■ Work item: In the entries that follow, how many lines include "cluster"? Give the number and nothing else.

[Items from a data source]

PR #927, opened 2019-07-30
chore: add 'talos-cli' container image

smira:
This is more of PoC now, plan is to integrate this with `osctl` to
provide easy way to get access kubectl to the running Talos cluster.

I haven't added to the list of 'images' being pushed so that we can play
a bit with it before it becomes official.

### DIFF
--- a/Makefile
+++ b/Makefile
@@ -217,6 +217,16 @@ talos: buildkitd
 osctl-cluster-create:
 	@TAG=$(TAG) ./hack/test/$@.sh
 
+.PHONY: cli
+cli: buildkitd
+	@$(BINDIR)/buildctl --addr $(BUILDKIT_HOST) \
+		build \
+		--output type=docker,dest=build/$@.tar,name=docker.io/autonomy/$@:$(TAG) \
+		--opt target=$@ \
+		--opt build-arg:KUBECTL_VERSION=$(KUBECTL_VERSION) \
+		$(COMMON_ARGS)
+	@docker load < build/$@.tar
+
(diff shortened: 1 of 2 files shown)


Makefile
```diff
@@ -211,6 +211,16 @@ talos: buildkitd
 		$(COMMON_ARGS)
 	@docker load < build/$@.tar
 
+.PHONY: talos-cli
+talos-cli: buildkitd
+	@$(BINDIR)/buildctl --addr $(BUILDKIT_HOST) \
+		build \
+		--output type=docker,dest=build/$@.tar,name=docker.io/autonomy/$@:$(TAG) \
```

■ Answer to the problem: 2